Mars's ice caps are melting, and Jupiter is developing a second giant red spot, an enormous hurricane-like storm.
The existing Great Red Spot is 300 years old and twice the size of Earth. The new storm -- Red Spot Jr. -- is thought to be the result of a sudden warming on our solar system's largest planet. Dr. Imke de Pater of Berkeley University says some parts of Jupiter are now as much as six degrees Celsius warmer than just a few years ago.
Neptune's moon, Triton, studied in 1989 after the unmanned Voyageur probe flew past, seems to have heated up significantly since then. Parts of its frozen nitrogen surface have begun melting and turning to gas, making Triton's atmosphere denser.
Even Pluto has warmed slightly in recent years, if you can call -230C instead of -233C "warmer."
Hmmm, is there some giant, self-luminous ball of burning gas with a mass more than 300,000 times that of Earth and a core temperature of more than 20-million degrees Celsius, that for the past century or more has been unusually active and powerful? Is there something like that around which they all revolve that could be causing this multi-globe warming? Naw!
For the past century and a half, Earth has been warming. Coincidentally (or perhaps not so coincidentally), during that same period, our sun has been brightening, becoming more active, sending out more radiation.
Habibullah Abdussamatov of the Pulkovo Astronomical Observatory in St. Petersburg, Sami Solanki of the Max Planck Institute for Solar System Research in Germany, Sallie Baliunas and Willie Soon of the Solar and Stellar Physics Division of the Harvard-Smithsonian Center for Astrophysics and a host of the rest of the world's leading solar scientists are all convinced that the warming of recent years is not unusual and that nearly all the warming in the past 150 years can be attributed to the sun.
Solar scientists from Iowa to Siberia have overlaid the last several warm periods on our planet with known variations in our sun's activity and found, according to Mr. Solanki, "a near-perfect match."

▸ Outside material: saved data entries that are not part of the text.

PR #81, opened 2020-09-05
build: do not check for the backend in when using in-tree backends

FFY00:
Right now we are trying to check for in-tree backends, which obviously
won't work.

We only have this check to provide nicer error messages to users, I
don't see the need to provide the same "nicer" error messages when using
in-tree backends as it is quite niche.

In these cases, pep517 will raise an error and we will print it.

### DIFF
--- a/src/build/__init__.py
+++ b/src/build/__init__.py
@@ -133,10 +133,11 @@ class ProjectBuilder(object):
 
         self._backend = self._build_system['build-backend']
 
-        try:
-            importlib.import_module(self._backend.split(':')[0])
-        except ImportError:  # can't mock importlib.import_module  # pragma: no cover
-            raise BuildException("Backend '{}' is not available".format(self._backend))
+        if 'backend-path' not in self._build_system:
+            try:
+                importlib.import_module(self._backend.split(':')[0])
+            except ImportError:  # can't mock importlib.import_module  # pragma: no cover
+                raise BuildException("Backend '{}' is not available".format(self._backend))
 
         self.hook = pep517.wrappers.Pep517HookCaller(self.srcdir, self._backend,
                                                      backend_path=self._build_system.get('backend-path'))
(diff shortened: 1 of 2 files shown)


src/build/__init__.py
```diff
@@ -133,10 +133,11 @@ def __init__(self, srcdir='.', config_settings=None):  # type: (str, Optional[Co
...
         self._backend = self._build_system['build-backend']
 
-        try:
-            importlib.import_module(self._backend.split(':')[0])
-        except ImportError:  # can't mock importlib.import_module  # pragma: no cover
-            raise BuildException("Backend '{}' is not available".format(self._backend))
+        if 'backend-path' not in self._build_system:
+            try:
+                importlib.import_module(self._backend.split(':')[0])
+            except ImportError:  # can't mock importlib.import_module  # pragma: no cover
```
gaborbernat, line 139: Why can't we mock it?

FFY00: I couldn't get it to work. Maybe it was just be not doing something wrong, I remember that I spent a fair bit of time here, but couldn't make it work.

I gave it another spin today and it was actually pretty straight forward.

src/build/__init__.py
```diff
@@ -133,10 +133,11 @@ def __init__(self, srcdir='.', config_settings=None):  # type: (str, Optional[Co
 
         self._backend = self._build_system['build-backend']
 
-        try:
-            importlib.import_module(self._backend.split(':')[0])
-        except ImportError:  # can't mock importlib.import_module  # pragma: no cover
-            raise BuildException("Backend '{}' is not available".format(self._backend))
+        if 'backend-path' not in self._build_system:
+            try:
+                importlib.import_module(self._backend.split(':')[0])
```
gaborbernat, line 138: Arguably you could just do ``self._backend[self._backend.find(':')]`` 🤔 Which is more in spirit of what you want 🤔

gaborbernat (approved):

src/build/__init__.py
FFY00: What if there is no `:`? `find` will return `-1`, so `self._backend[-1]`, which will return the last character of the backend string :grin:. `split` will always return a list, if it doesn't find anything, it will return a list with the original string.

PR #61, opened 2017-11-27
SQL Injection error message patterns

bkimminich:
Rule file that detects error messages from different DB providers that would occur during SQL Injection probing.

The rule file is not trying to be complete, it only contains some examples from http://www.sqlinjection.net/errors/ plus some I experienced occuring in SQLite databases. Maybe tag as `experimental` and explicitly ask for more pattern input from DB and SQLi experts?


thomaspatzke:
Good, thanks! I will do the categorization later!

PR #64, opened 2018-01-27
Update rules to reflect schema changes "and add consistency"

SherifEldeeb:
This updates all rule files to reflect recent schema modifications:
- Changed `reference` to `references`
- Changed all `reference`s which were `str` to a single item list
solves https://github.com/Neo23x0/sigma/issues/63


thomaspatzke:
Great! Thanks!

Mr. Abdussamatov concedes manmade gasses may have made "a small contribution to the warming in recent years, but it cannot compete with the increase in solar irradiance."
At the very least, the fact that so many prominent scientists have legitimate, logical objections to the current global warming orthodoxy means there is no "consensus" among scientists about the cause.

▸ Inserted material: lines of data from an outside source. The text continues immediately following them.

PR #65, opened 2018-01-28
Condition needs to be a `str` not a `list`

SherifEldeeb:
To be consistent with schema and all the other rules:
- `condition` should be a `str`
- if an `or` condition needs to be applied, use parentheses and literal `or` instead of a `list`

This is the only rule sample that has condition as a list ...

### DIFF
--- a/rules/network/net_susp_network_scan.yml
+++ b/rules/network/net_susp_network_scan.yml
@@ -7,9 +7,7 @@ detection:
     selection:
         action: denied
     timeframe: 24h
-    condition:
-        - selection | count(dst_port) by src_ip > 10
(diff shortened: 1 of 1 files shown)


SherifEldeeb:
... and I have no idea why the build fails, checking (sorry for rushing the PR)

SherifEldeeb:
The schema defines `condition` as `str`.
Yet it is mentioned in the specs that 

> If multiple conditions are given, they are logically linked with OR.
without defining how could that be possible... (I guess that's what happened in this rule).
Gonna have to close this PR, and will open an issue to have this discussed.

Sorry for being picky :D, working on something that relies on sigma and being consistent is a good base to build on...

PR #68, opened 2018-02-12
Detects Successful Overpass the Hash Attempt

dschaudel:
Detects successful logon with logon type 9 (NewCredentials) which matches the Overpass the Hash behavior of e.g Mimikatz's sekurlsa::pth module. Reference: https://cyberwardog.blogspot.de/2017/04/chronicles-of-threat-hunter-hunting-for.html


thomaspatzke:
Merged after partial commit cleanup

PR #76, opened 2018-04-06
es-dsl backend

0xmilkmix:
Hello,

We developed an es-dsl backend and we propose to integrate it into sigma main branch.

Do you have a dataset that you use for your tests to validate that queries are returning what they are expected to? Could be useful for generic unitests.

Best regards


thomaspatzke:
Hi! This sounds great! Thanks for your contribution, will integrate it in the next few days.

Regarding testing, I currently work for the es-qs backend on CI tests that verify generated queries against an Elasticsearch instance. Check the ci-es branch for the implementation. It is not yet integrated in master as it discovered some issues.

Another idea I have on my todo list is the creation of a set of Sigma rules with expected results and comparison against these. This would require deterministic query generation that is currently not available as the YAML parsing results in dictionaries that don't preserve the order of elements from the YAML file.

Here's a prediction: The sun's current active phase is expected to wane in 20 to 40 years, at which time the planet will begin cooling. Since that is when most of the greenhouse emission reductions proposed by the UN and others are slated to come into full effect, the "greens" will see that cooling and claim, "See, we warned you and made you take action, and look, we saved the planet."